# Some Beatles fans want a revolution over diaper ad using Fab Four tune



## GuitarsCanada (Dec 30, 2005)

CINCINNATI (AP) - Help! Some Beatles fans are feeling down about the latest use of a Fab Four song in a commercial - the 1967 peace anthem "All You Need Is Love" highlights a new disposable diaper campaign. 

More...


----------



## Guest (Jul 23, 2007)

I can't think of a better use for that 'song' than as a [email protected]


----------



## david henman (Feb 3, 2006)

ClintonHammond said:


> I can't think of a better use for that 'song' than as a [email protected]



...you need love, clint?

-dh


----------



## bluecoyote (May 18, 2007)

No matter how you look at it and get all teary-eyed over it, songs and music is a business! It is a ruthless business that in the end will sell anything for a buck. I see and hear the soundtrack of my youth popping up to sell all kinds of crap and attack my senses in elevators!

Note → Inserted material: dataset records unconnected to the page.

PR #278, opened 2025-12-23
feat(engine): support shorthand notation inside ~H sigil

### LINKED ISSUE #269: Jump to definition in HEEx templates
At @Jump-App one of the most longed for features in Expert was ability to jump to definition in HEEx templates, when clicking on components. This works in cases like this:

```elixir
~H"""
<MyComponents.my_button>Submit</MyComponents.my_button>
"""
```

... but not when using a "shorthand notation", i.e.:

```elixir
import MyComponents

~H"""
<.my_button>Submit</.my_button>
"""
```

The reason why the former works is IIRC because ElixirSense interprets `MyComponenets.my_button` correctly as a function call, but obviously `.my_button` cannot be interpreted like a correct Elixir code.

I made a change to Expert that adds a "normalization" step for contents of `~H` sigil, which detects the shorthand notation and replaces it as `my_button(assigns)` before sending to ElixirSense. You can see the change [here](https://github.com/katafrakt/expert/pull/4) (this is a PR against my fork). We released Expert binaries with this change internally and several people reported go to definition working just fine with it.

Now, we would like to upstream it. But I do know that this is a bit of a hacky change, so I want to discuss it first. Perhaps there is a better way to explore? Perhaps compiling contents of the sigil `Phoenix.LiveView.TagEngine` would be a better approach, but then it would require some kind of plugin system, to only activate it when LiveView is actually present.

Do you have any thoughts on this?

katafrakt:
Closes #269 

The full-module notation (`<MyMod.button>`) was already supported in "go to definition", because when passed to ElixirSense, it correctly recognized the form and found the appropriate module and the function. However, with a shorthand notation it was not so simple, because `.button` is not valid Elixir and ElixirSense was not able to make anything of it.

This implements the support for shorthand notation by doing a preliminary step before sending the code to ElixirSense. It modifies the AST and the Document of ForgeAnalysis and replaces all the calls to `<.button>` with `< button(assigns)` so that ElixirSense can correctly interpret it as a local function call with arity 1. This only happens when `phoenix_live_view` is added as a dependency[^1].

This works for functions defined in the same module, but also for imported functions. Support for ending tag is also included.

While this might seem as a hacky solution, it makes handling shorthand notation as close as possible to handling the full-module notation, making sure these two stay conceptually close.

[^1]: I looked into making a more detailed check here, basically checking if `Phoenix.Component` is imported into current module, but there's just too many ways to do so. I don't think the code analysis can do that, we would need to actually compile the code (using ElixirSense?). But I settled for a much simpler condition in this case.

### DIFF
--- a/apps/forge/test/fixtures/navigations/lib/component.ex
+++ b/apps/forge/test/fixtures/navigations/lib/component.ex
@@ -1,0 +1,9 @@
+defmodule Component do
+  defmacro __using__(_) do
+    quote do
+      import(unquote(__MODULE__))
+    end
+  end
+
+  def sigil_H(_, _), do: nil
+end
--- a/apps/forge/test/fixtures/navigations/lib/my_components.ex
+++ b/apps/forge/test/fixtures/navigations/lib/my_components.ex
@@ -4,7 +4,7 @@ defmodule MyComponents do
   This module provides components that can be used with shorthand notation.
   """
 
-  use Phoenix.Component
+  use Component
 
   @doc """
   A simple button component.
--- a/apps/forge/test/fixtures/navigations/lib/my_live_view.ex
+++ b/apps/forge/test/fixtures/navigations/lib/my_live_view.ex
@@ -1,5 +1,5 @@
 defmodule Navigations.MyLiveView do
-  use Phoenix.Component
+  use Component
   import MyComponents
 
   def render(assigns) do


apps/engine/lib/engine/code_intelligence/heex_normalizer.ex
```diff
@@ -0,0 +1,172 @@
...
+      new_ast = normalize_ast(analysis, position)
+      new_document = normalize_document(analysis, position)
+      %{analysis | ast: new_ast, document: new_document}
+    else
+      analysis
+    end
+  end
+
+  defp phoenix_component_available? do
+    Code.ensure_loaded?(Phoenix.Component)
```
doorgan: We probably want `Engine.Module.Loader.ensure_loaded?` here. `Code.ensure_loaded?/1` can be quite slow, so we have a cache for it
```suggestion
    Engine.Module.Loader.ensure_loaded?(Phoenix.Component)
```

apps/engine/lib/engine/code_intelligence/heex_normalizer.ex
```diff
@@ -0,0 +1,172 @@
...
+  # It's done in both the AST and document text.
+  #
+  # This allows ElixirSense to understand the shorthand HEEX notation as a local function
+  # (be it imported or not) and return correct location for go-to-definition and hover.
+  #
+  # This normalization is only performed when Phoenix.Component is available in the project
+  # (i.e., phoenix_live_view is in the dependencies).
+  @spec maybe_normalize(Analysis.t(), Position.t()) :: Analysis.t()
+  def maybe_normalize(analysis, position) do
+    if phoenix_component_available?() do
```
doorgan, line 30: If possible, I think we also need to check in the `analysis` scopes if `sigil_H` from `Phoenix.Component` is imported

apps/engine/lib/engine/code_intelligence/heex_normalizer.ex
```diff
@@ -0,0 +1,172 @@
...
+    with {:ok, path} <- Ast.path_at(analysis, position),
+         {:sigil_H, _, _} = sigil <- Enum.find(path, &match?({:sigil_H, _, _}, &1)) do
+      new_sigil = normalize_heex_node(sigil)
+
+      analysis.ast
+      |> Zipper.zip()
+      |> Zipper.find(&(&1 == sigil))
+      |> case do
+        nil -> analysis.ast
+        zipper -> zipper |> Zipper.replace(new_sigil) |> Zipper.root()
```
doorgan: In case we need to speed this up for large files, there's also `Sourceror.FastZipper`

apps/engine/lib/engine/code_intelligence/heex_normalizer.ex
katafrakt: done, thanks

apps/engine/lib/engine/code_intelligence/heex_normalizer.ex
katafrakt: changed to `FastZipper`

katafrakt:
@doorgan thank you for the review!

Admittedly, I didn't really focus on Hover while working on this. I can have a look, if you think this is in the scope here.

As for error logs, I haven't really seen these errors yet, but I would like to look into this. Where do they appear for you? In the `project.log`?

doorgan:
@katafrakt
> Admittedly, I didn't really focus on Hover while working on this. I can have a look, if you think this is in the scope here.

I think it's in scope for this feature, but also feel free to do it in a follow up. If this gets merged and you decide to tackle that in another PR, let's open an issue to track it.

> As for error logs, I haven't really seen these errors yet, but I would like to look into this. Where do they appear for you? In the project.log?

They appear in expert.log
But again this may be an ElixirSense quirk, like it happens sometimes for module attributes

I think this is good to go, but I'll defer to @mhanberg on merging. I want to make sure we're good with this approach in the short term vs revamping the plugin system first.

apps/engine/lib/engine/code_intelligence/heex_normalizer.ex
katafrakt: I tried to do that, but I'm not sure if this can be done reliably. For example, I find it hard to detect things like `use MyAppWeb, :live_component`, which imports `sigil_H`, not to mention some potential more elaborate metaprogramming resulting in an import.

katafrakt:
I'm trying to understand if there's something special about this OTP 27.3.4.1 / Elixir 1.18.4 version combination, where tests for this fail on a seemingly unrelated test case, given that is passes with this elixir version and higher/lower OTP. I'm able to reproduce this locally, so it's not a CI issue.

UPDATE: I traced it to the `ElixirSense.definition` call in `Engine.CodeIntelligence.Definition`, so I think it's a problem there.

mhanberg:
I'll dig into this this week.

In general, I think we already have special code for heex templates, so probably fine to continue doing so for now.

apps/engine/lib/engine/code_intelligence/heex_normalizer.ex
mhanberg: Once we integrate spitfire, we should be able to detect any aliases and imports from use macros and metaprogramming. it can get you the current environment for a cursor location (imported functions, aliased modules, etc)

mhanberg:
@doorgan merge at your convenience

doorgan:
Let's fix(or workaround if it comes from ElixirSense) the failing test and we can merge

katafrakt:
@doorgan the test is fixed now

doorgan:
Thank you! 💜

Why are people surprised at this?

Hey, I have a song/music that can be used as a sountrack to sell something that cures "feminine itch" ... just bring me the money!


----------



## Guest (Jul 24, 2007)

Gee... that's funny... David is the one member on mine, and I enjoy not having to see him leave his p*ssytracks any more, except when someone quotes him... 


O.k.. he WAS the one member on my ignore list.... 
Now he's in good company

"songs and music is a business"
It can be.... or it can be an 'art' that you do for no other reason than your desire to do it.... When you get to that point, you won't care who likes it and who doesn't... As Shurtleff (Famous acting teacher) once said.... "You can't do FK all about the audience, why worry about them??"


----------



## david henman (Feb 3, 2006)

ClintonHammond said:


> Gee... that's funny... David is the one member on mine, and I enjoy not having to see him leave his p*ssytracks any more, except when someone quotes him...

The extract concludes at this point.